The first of several public meetings will be held on the study on Tuesday, April 19, 2022 at 12:00 – 1:30 Eastern. Principal investigators David Drabkin and Christopher Yukins will discuss initial steps from the study, and will seek input on the questions posed by Congress, above. The meeting will be virtual and will not be recorded, and attendance is limited.
President Biden recently signed into law the Infrastructure Investment and Jobs Act, Public Law 117-58 (Nov. 15, 2021), trillion-dollar legislation intended to rebuild U.S. infrastructure. This webinar will focus on Title IX of the new law, the “Build America, Buy America” Act (BABA), which will impose much broader domestic-preference requirements on items purchased using federal grants, tighten federal procurement requirements under the Buy American Act, and launch a review of U.S. agreements that have opened defense markets with U.S. allies around the world.
Part I of the BABA addresses procurement for infrastructure supported by federal financial assistance. As commentator Dustin Painter noted, unlike the “Buy American” requirements of Section 1605 of the 2009 American Recovery and Reinvestment Act, the domestic content requirements imposed by the BABA are “not limited to the funds appropriated or authorized” by the new legislation — and so the new law likely will have a broader impact on all federally funded infrastructure programs.
Under the new legislation, all iron and steel products and construction materials must be produced in the United States. Manufactured products will need to be manufactured in the United States, and at least 55 % of their component costs will need to be U.S.-origin.

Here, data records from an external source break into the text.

PR #6594, opened 2026-01-21
Implement SPIFFE Broker Endpoint & API

arndt-s:
This is a Work In Progress.

Reference implementation for https://github.com/spiffe/spiffe/pull/340

api-sdk PR: https://github.com/spiffe/spire-api-sdk/pull/92
plugin-sdk PR: https://github.com/spiffe/spire-plugin-sdk/pull/71

**Pull Request check list**

- [ ] Documentation updated?

**Affected functionality**

**Description of change**

**Which issue this PR fixes**


proto/brokerapi/brokerapi.proto
arndt-s, line 1: This needs to go to spire-api-sdk I suppose?

conf/agent/agent_full.conf
arndt-s, line 85: I'm unsure whether we should allow for a dedicated allow list for the broker endpoint or reuse the same?

cmd/spire-agent/cli/run/run_posix.go
```diff
@@ -53,6 +53,30 @@ func (c *agentConfig) hasAdminAddr() bool {
 	return c.AdminSocketPath != ""
 }
 
+func (c *agentConfig) getBrokerAddr() (net.Addr, error) {
```
arndt-s, line 56: For now I'm only supporting UDS, once the Broker API evolves we may allow serving it on TCP too.

pkg/agent/attestor/node/result.go
```diff
@@ -0,0 +1,40 @@
...
+
+	"github.com/spiffe/go-spiffe/v2/bundle/spiffebundle"
+	"github.com/spiffe/go-spiffe/v2/bundle/x509bundle"
+	"github.com/spiffe/go-spiffe/v2/spiffeid"
+	"github.com/spiffe/go-spiffe/v2/svid/x509svid"
+	"github.com/spiffe/spire/pkg/agent/plugin/keymanager"
+)
+
+// Allow AttestationResult to be used as go-spiffe SVID and bundle sources.
+// TODO(arndt): Check whether the key of the agent is ok to be exposed to other parties.
```
arndt-s, line 15: I think this is worth a discussion.

pkg/agent/agent.go
```diff
@@ -255,6 +256,24 @@ func (a *Agent) Run(ctx context.Context) error {
...
+		brokerEndpoints, err := broker.New(&broker.Config{
+			BindAddr:            a.c.BrokerBindAddress,
+			Manager:             manager,
+			Log:                 a.c.Log,
+			Metrics:             metrics,
+			Attestor:            workloadAttestor,
+			TrustDomain:         a.c.TrustDomain,
+			AuthorizedDelegates: a.c.AuthorizedDelegates,
+			SVIDSource:          as,
+			BundleSource:        manager.GetX509Bundle(),
```
arndt-s, line 269: I wasn't sure what's better here, us the attestation result as a bundle source or the one from the manager?

pkg/agent/broker/api/service.go
```diff
@@ -0,0 +1,367 @@
...
+}
+
+func (s *Service) FetchX509Bundles(_ *brokerapi.X509BundlesRequest, stream brokerapi.SpiffeBrokerAPI_FetchX509BundlesServer) error {
+	ctx := stream.Context()
+
+	peer, err := s.getCallerContext(ctx)
+	if err != nil {
+		return err
+	}
+	_ = rpccontext.Logger(ctx).WithField("broker_peer", peer.String())
```
arndt-s, line 120: There's no log here .. I'm considering to add Debug logs for each RPC?

pkg/agent/broker/endpoints.go
```diff
@@ -0,0 +1,165 @@
...
+	SVIDSource   x509svid.Source
+	BundleSource x509bundle.Source
+}
+
+type Endpoints struct {
+	c *Config
+}
+
+func New(c *Config) (*Endpoints, error) {
+	switch {
```
arndt-s, line 49: Is this pattern ok? Delegated Identity doesn't have it and would panic if misconfigured?

pkg/agent/broker/endpoints.go
```diff
@@ -0,0 +1,165 @@
...
+}
+
+func (e *Endpoints) ListenAndServe(ctx context.Context) error {
+	unaryInterceptor, streamInterceptor := middleware.Interceptors(
+		endpoints.Middleware(e.c.Log, e.c.Metrics),
+	)
+
+	// TODO(arndt): Delegated Identity API allows to be served without any authorized peer.
+	// I think it's better to fail as it's a misconfiguration and having that socket up
+	// without any authorized peer is just a potential security risk.
```
arndt-s, line 79: this is also worth a discussion

pkg/agent/broker/endpoints.go
```diff
@@ -0,0 +1,165 @@
...
+	// This is to accommodate environments where this API is served over network.
+	tlsConfig := tlsconfig.MTLSServerConfig(e.c.SVIDSource, e.c.BundleSource, tlsconfig.AuthorizeOneOf(authorizedDelegates...))
+	server := grpc.NewServer(
+		grpc.Creds(credentials.NewTLS(tlsConfig)),
+		grpc.UnaryInterceptor(unaryInterceptor),
+		grpc.StreamInterceptor(streamInterceptor),
+	)
+
+	e.registerBrokerAPI(server)
+	reflection.Register(server)
```
arndt-s, line 100: Any objections in having it here? I don't see a drawback and could help brokers that don't want to know the proto?

pkg/agent/broker/endpoints.go
```diff
@@ -0,0 +1,165 @@
...
+		if err != nil {
+			return nil, err
+		}
+		// TODO(arndt): This also differs from the admin API where it's possible to define delegates
+		// from other trust domains. Here we enforce that delegates must be in the same trust domain
+		// as the agent.
+		// I suppose technically it's not possible on the admin API to encounter this, but considering that
+		// the SPIFFE Broker Endpoint may be offered over the network in the future I think it's better to
+		// enforce this here.
+		if id.TrustDomain() != trustDomain {
```
arndt-s, line 159: I added a configuration sanity check here. Any objections?

arndt-s (commented):
Self review highlighting parts that I would like to get feedback/opinions on please.

proto/brokerapi/brokerapi.proto
MikeZappa87: Yes. That would make things more uniform of how delegated api was implemented

sorindumitru: Another option would be to have this in `go-spiffe`, similar to the workload API. The existing delegated identity isn't there because it's SPIRE specific.

That may allow having some library/helper code to interact with the API.

But the SDK would also work.

pkg/agent/broker/endpoints.go
```diff
@@ -0,0 +1,165 @@
...
+
+func (e *Endpoints) ListenAndServe(ctx context.Context) error {
+	unaryInterceptor, streamInterceptor := middleware.Interceptors(
+		endpoints.Middleware(e.c.Log, e.c.Metrics),
+	)
+
+	// TODO(arndt): Delegated Identity API allows to be served without any authorized peer.
+	// I think it's better to fail as it's a misconfiguration and having that socket up
+	// without any authorized peer is just a potential security risk.
+	if len(e.c.AuthorizedDelegates) == 0 {
```
Dimss, line 80: @arndt-s 
This means the authorized delegates SpiffeIDs must be well known and configured ahead the deployment happens. 
The problem is that when deploying SPIRE on K8s/OCP you not necessary know what they are. 
Let's take Istio as an example. 
First user deployed SPIRE, next deploys Istio. 
The SPIFFE IDs are created dynamically based on the `ClusterSPIFFEID` [CRs](https://github.com/spiffe/spire-controller-manager/blob/main/docs/clusterspiffeid-crd.md)    
With `if len(e.c.AuthorizedDelegates) == 0` the Spire agent won't become healthy until relevant Spiffe ID is created and the Spire-Agent config map being updated. 

I think we should disable this constraint, or at least make it optional.

sorindumitru: Generally you should be able to determine what SPIFFE IDs your workload is going to receive ahead of time. For example in k8s most of the time this is defined from namespace and service account names, which I imagine you have some control over.

It's possible to include more randomised information in there, e.g. pod uid in k8s, but I don't think that's particularly common. If that's the case, the policy specified here through this authorised delegates list could get some support for wildcarding.

Before doing that we'd like to see that there is an actually need for it, so if you have a use case where that's necessary let us know. Either way, that's not something that needs to be handled by this PR.

pkg/agent/attestor/workload/workload.go
```diff
@@ -72,34 +105,22 @@ func (wla *attestor) Attest(ctx context.Context, pid int) ([]*common.Selector, e
...
-// invokeAttestor invokes attestation against the supplied plugin. Should be called from a goroutine.
-func (wla *attestor) invokeAttestor(ctx context.Context, a workloadattestor.WorkloadAttestor, pid int) (_ []*common.Selector, err error) {
-	counter := telemetry_workload.StartAttestorCall(wla.c.Metrics, a.Name())
-	defer counter.Done(&err)
-
-	selectors, err := a.Attest(ctx, pid)
-	if err != nil {
-		return nil, fmt.Errorf("workload attestor %q failed: %w", a.Name(), err)
-	}
+	// // The agent health check currently exercises the Workload API. Since this
```
arndt-s, line 118: Can broker use agent PID? I'd like to block that? What if it uses the pod UID of the agent? 

TODO for myself to find a solution so that workload.go get's to know it's itself without knowing the details of the reference.

Dockerfile
arndt-s, line 1: How do others make images with custom api & plugin packages?

proto/brokerapi/brokerapi.proto
arndt-s: https://github.com/spiffe/spire-api-sdk/pull/92

arndt-s:
Things to discuss:
- Workload Attestor v2 interface
     - v1 <-> v2 compatability
     - proto Any
- Broker Endpoint Socket
     - authn (bundle & svid source from agent <-> server comms)
         @sorindumitru mentioned that there could be an API on the server that allows both. Also to check key manager and locking during rotation.
     - authz (re-using admin socket allowlist)
     -  -> do dedicated allowlist
     - gRPC reflection API
 - Windows support

kfox1111:
@arndt-s and co, if discussing Workload Attestor v2 interface, we should also consider https://github.com/spiffe/spire/issues/6640#issuecomment-4189394765 at the same time

matheuscscp:
Superseded by: #6915

sorindumitru:
Closing this in favour of https://github.com/spiffe/spire/pull/6915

Domestic-content waivers on projects funded with federal assistance will need to be published for comment (much as the Biden administration has begun to publish federal waivers for Buy American Act purposes). Waivers will be available only if applying the U.S. preference (1) will be inconsistent with the public interest, (2) iron, steel, manufactured products or construction materials are not produced in U.S. in sufficient and reasonably available quantity or satisfactory quality, or (3) inclusion of domestic products or materials will increase overall project cost by 25 percent.
In line with the new legislation, the U.S. Office of Management & Budget (OMB) guidance for federal grantees (set forth in Title 2 of the Code of Federal Regulations) may be amended to reflect the new domestic content requirements, which are to be applied consistently with international trade agreements. In the meantime, in a December 20, 2021 memorandum, OMB asked federal agencies for extensive data on the iron and steel, manufactured goods and construction materials used in federally supported infrastructure projects.
As former U.S. trade official Jean Heilman Grier noted in a recent post, under most current free trade agreements the United States has already excepted highways, mass transit and airport projects. This has meant that foreign firms may “participate in such projects but must comply with the ‘Buy America’ requirements.” Under the new legislation, Ms. Grier wrote, the “broader implication of the expansion of domestic preferences to all infrastructure projects that receive federal funds is that the U.S. would not likely be able to offer [those projects as market-opening concessions] in future procurement negotiations.”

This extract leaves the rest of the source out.